====== MATERIAL PROVIDED ======

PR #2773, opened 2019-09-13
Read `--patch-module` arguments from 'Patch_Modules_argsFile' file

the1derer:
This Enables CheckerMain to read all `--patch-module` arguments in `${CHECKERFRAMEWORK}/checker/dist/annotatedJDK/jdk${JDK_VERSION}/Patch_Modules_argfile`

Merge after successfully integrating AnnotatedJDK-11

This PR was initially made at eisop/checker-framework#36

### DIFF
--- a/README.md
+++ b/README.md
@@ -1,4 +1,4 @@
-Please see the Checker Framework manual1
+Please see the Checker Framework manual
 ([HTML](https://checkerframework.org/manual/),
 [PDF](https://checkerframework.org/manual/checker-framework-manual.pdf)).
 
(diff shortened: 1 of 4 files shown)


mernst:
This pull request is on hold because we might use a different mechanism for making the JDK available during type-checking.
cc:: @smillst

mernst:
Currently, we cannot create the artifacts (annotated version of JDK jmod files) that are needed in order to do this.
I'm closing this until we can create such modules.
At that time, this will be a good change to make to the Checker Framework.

======
====== MATERIAL PROVIDED ======

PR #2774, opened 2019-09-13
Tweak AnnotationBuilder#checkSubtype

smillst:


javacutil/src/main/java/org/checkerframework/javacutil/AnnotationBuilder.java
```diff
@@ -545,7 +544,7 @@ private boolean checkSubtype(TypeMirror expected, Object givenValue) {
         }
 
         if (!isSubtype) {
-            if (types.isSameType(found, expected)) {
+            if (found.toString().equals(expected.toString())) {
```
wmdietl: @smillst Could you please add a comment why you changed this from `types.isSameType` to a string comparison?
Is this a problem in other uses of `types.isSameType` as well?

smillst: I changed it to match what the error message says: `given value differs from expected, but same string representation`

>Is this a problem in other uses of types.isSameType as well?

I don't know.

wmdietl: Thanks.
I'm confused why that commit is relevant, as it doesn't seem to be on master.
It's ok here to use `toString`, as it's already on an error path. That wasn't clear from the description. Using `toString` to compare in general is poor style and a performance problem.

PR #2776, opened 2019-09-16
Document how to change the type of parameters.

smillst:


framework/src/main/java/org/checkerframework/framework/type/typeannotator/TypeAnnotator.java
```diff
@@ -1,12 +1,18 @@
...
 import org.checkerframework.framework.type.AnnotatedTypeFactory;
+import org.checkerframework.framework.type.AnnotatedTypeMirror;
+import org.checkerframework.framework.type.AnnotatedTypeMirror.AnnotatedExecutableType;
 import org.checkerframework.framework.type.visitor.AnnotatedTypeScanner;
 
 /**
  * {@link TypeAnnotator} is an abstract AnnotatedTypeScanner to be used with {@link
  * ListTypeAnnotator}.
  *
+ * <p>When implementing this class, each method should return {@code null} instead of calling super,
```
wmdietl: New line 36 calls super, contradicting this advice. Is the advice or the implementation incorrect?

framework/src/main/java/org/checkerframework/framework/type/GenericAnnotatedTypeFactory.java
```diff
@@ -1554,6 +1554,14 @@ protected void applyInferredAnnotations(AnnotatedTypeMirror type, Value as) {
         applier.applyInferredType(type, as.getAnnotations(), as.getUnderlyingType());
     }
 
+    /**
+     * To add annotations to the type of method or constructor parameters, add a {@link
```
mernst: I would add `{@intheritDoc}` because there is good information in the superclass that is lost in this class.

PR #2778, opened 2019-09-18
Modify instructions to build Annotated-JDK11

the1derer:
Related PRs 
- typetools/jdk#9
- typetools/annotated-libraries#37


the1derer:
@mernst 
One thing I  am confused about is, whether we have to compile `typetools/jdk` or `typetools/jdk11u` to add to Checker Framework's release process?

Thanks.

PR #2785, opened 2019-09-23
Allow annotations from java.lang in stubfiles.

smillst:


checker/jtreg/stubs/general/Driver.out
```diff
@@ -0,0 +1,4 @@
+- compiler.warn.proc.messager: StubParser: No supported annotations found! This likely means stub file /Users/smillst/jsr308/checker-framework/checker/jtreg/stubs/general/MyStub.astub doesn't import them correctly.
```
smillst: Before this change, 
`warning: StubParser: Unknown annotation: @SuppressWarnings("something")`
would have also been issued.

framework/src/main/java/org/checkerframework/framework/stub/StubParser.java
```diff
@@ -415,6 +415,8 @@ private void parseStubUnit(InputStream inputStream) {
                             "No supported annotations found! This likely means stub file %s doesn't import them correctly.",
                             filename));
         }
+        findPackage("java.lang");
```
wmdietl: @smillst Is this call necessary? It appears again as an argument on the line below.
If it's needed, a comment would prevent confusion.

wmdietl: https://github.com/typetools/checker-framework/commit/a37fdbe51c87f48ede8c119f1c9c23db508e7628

======
====== MATERIAL PROVIDED ======

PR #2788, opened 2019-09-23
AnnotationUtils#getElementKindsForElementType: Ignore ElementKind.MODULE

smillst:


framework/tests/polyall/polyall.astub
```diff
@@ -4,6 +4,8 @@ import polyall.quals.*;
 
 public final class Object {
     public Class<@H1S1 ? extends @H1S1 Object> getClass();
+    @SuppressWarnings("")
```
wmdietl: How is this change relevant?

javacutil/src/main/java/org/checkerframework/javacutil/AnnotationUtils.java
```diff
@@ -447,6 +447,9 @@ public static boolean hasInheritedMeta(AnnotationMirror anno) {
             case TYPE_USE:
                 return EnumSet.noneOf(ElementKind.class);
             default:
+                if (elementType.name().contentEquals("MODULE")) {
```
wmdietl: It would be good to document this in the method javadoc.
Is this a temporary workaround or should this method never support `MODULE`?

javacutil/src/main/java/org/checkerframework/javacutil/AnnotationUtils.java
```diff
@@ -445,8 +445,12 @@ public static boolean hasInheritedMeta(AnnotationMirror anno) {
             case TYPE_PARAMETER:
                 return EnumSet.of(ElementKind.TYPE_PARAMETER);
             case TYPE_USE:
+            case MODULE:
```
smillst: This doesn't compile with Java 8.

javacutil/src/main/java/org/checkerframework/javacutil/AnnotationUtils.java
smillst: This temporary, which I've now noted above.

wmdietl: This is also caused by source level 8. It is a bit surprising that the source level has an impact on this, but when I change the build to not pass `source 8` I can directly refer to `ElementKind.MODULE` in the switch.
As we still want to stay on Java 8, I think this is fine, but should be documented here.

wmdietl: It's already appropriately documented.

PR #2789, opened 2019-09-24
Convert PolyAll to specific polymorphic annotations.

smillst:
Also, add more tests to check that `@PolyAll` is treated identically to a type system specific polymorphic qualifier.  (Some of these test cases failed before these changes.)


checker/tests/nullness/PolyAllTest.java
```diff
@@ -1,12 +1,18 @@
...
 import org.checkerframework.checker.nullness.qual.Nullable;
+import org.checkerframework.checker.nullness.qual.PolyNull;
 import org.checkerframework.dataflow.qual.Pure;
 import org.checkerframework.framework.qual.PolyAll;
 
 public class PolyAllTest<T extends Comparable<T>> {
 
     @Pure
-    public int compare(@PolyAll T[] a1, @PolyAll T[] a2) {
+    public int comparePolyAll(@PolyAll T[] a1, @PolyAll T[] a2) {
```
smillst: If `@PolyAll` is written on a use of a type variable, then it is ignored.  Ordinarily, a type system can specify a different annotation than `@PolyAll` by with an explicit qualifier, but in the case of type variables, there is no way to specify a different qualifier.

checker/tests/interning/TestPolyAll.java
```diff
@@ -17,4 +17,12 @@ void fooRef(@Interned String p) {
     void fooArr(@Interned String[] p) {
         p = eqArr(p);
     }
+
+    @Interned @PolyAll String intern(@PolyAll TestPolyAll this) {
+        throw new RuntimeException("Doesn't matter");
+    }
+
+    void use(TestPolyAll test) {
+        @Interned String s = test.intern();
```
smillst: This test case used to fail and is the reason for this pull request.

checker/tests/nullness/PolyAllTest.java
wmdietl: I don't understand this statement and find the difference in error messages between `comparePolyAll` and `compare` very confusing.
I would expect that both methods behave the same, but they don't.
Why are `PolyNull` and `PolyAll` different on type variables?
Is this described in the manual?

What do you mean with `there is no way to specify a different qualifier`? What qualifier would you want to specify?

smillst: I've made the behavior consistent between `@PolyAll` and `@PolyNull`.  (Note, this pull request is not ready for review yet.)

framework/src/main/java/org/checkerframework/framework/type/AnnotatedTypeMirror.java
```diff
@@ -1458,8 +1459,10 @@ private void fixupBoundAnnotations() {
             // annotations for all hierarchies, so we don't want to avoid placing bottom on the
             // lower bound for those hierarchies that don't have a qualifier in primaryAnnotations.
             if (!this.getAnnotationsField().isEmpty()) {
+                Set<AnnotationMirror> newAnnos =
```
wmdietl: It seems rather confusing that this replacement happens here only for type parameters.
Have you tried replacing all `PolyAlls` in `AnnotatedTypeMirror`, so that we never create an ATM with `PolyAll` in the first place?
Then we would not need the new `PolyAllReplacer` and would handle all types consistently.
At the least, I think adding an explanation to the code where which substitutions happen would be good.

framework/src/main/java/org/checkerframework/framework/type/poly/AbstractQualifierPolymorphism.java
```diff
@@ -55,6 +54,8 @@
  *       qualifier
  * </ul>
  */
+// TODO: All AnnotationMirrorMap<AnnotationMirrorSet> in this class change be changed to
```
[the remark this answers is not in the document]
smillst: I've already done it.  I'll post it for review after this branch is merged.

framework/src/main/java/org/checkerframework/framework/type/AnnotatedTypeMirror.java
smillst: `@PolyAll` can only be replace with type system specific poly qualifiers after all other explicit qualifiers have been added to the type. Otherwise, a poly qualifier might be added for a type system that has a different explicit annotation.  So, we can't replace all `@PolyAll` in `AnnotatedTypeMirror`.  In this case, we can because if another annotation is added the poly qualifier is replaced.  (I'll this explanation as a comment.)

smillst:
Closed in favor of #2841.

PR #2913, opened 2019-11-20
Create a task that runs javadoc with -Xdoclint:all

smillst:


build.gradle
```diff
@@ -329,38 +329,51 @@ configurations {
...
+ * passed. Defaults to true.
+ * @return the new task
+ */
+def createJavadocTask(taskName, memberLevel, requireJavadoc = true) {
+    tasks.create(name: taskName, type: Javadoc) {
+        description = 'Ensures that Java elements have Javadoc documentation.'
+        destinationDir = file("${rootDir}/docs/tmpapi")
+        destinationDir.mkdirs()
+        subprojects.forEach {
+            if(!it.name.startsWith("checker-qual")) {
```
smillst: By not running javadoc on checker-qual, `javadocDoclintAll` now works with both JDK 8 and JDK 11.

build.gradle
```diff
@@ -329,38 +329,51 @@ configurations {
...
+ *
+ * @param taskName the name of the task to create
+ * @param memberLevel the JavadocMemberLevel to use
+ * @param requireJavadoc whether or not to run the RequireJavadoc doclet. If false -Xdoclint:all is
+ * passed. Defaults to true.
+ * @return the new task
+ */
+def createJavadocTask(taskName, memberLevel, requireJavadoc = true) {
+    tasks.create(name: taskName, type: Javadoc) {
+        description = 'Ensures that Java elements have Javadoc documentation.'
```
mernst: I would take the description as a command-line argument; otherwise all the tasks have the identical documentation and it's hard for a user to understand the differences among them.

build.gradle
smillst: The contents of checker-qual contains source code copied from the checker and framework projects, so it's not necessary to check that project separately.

======

Send back an exact copy of only the lines from the line with "PR #2773, opened 2019-09-13" up to and including the line with "Merge after successfully" in the data above.

PR #2773, opened 2019-09-13
Read `--patch-module` arguments from 'Patch_Modules_argsFile' file

the1derer:
This Enables CheckerMain to read all `--patch-module` arguments in `${CHECKERFRAMEWORK}/checker/dist/annotatedJDK/jdk${JDK_VERSION}/Patch_Modules_argfile`

Merge after successfully integrating AnnotatedJDK-11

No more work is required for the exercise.